• [INPUT MATERIAL]
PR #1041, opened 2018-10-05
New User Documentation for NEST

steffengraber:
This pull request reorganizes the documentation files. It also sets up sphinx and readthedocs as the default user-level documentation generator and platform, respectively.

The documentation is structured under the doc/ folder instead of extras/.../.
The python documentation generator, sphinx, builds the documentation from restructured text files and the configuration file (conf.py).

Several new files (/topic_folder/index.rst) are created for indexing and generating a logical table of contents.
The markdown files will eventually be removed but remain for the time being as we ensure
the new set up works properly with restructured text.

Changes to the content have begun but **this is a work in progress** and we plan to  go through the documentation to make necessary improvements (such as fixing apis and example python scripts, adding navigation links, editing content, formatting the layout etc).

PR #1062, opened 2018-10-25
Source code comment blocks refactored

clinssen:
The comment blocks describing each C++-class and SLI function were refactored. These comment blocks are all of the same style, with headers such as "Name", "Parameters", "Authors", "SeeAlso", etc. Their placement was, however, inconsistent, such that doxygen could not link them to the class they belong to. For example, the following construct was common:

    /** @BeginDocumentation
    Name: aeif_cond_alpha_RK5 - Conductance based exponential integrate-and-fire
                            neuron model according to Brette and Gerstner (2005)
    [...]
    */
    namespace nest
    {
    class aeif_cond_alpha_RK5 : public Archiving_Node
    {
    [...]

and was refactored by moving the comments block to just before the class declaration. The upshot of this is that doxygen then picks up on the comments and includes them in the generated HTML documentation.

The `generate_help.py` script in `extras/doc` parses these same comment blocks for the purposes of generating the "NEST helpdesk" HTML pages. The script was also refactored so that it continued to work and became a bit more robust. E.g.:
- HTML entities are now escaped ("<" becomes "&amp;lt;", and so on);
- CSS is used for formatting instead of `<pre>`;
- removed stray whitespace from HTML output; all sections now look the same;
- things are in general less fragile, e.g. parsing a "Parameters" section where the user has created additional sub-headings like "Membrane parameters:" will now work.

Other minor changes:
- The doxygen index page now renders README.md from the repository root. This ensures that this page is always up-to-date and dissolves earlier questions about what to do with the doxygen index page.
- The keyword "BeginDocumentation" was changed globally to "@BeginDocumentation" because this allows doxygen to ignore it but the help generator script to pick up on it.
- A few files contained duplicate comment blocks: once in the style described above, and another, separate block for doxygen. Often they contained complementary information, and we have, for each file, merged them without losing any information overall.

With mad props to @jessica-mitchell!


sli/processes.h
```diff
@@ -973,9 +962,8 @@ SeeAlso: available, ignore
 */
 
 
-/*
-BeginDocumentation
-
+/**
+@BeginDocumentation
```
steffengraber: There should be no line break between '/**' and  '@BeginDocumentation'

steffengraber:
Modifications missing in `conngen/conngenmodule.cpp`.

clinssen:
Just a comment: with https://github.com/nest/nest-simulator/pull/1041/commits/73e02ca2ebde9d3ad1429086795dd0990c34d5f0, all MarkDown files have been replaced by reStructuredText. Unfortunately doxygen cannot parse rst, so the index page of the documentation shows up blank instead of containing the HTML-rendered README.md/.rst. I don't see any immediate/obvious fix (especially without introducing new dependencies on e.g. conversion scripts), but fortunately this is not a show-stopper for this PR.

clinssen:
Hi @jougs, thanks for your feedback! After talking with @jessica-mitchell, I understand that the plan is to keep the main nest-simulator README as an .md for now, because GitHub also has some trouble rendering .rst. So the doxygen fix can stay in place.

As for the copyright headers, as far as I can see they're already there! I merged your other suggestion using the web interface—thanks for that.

• [DIRECTIONS FOR THIS TASK]
Here the job is to output the lines from the start of the material through the line with "This pull request", inclusive, exactly and with nothing else.

• [SOLUTION TO THIS PROBLEM]
PR #1041, opened 2018-10-05
New User Documentation for NEST

steffengraber:
This pull request reorganizes the documentation files. It also sets up sphinx and readthedocs as the default user-level documentation generator and platform, respectively.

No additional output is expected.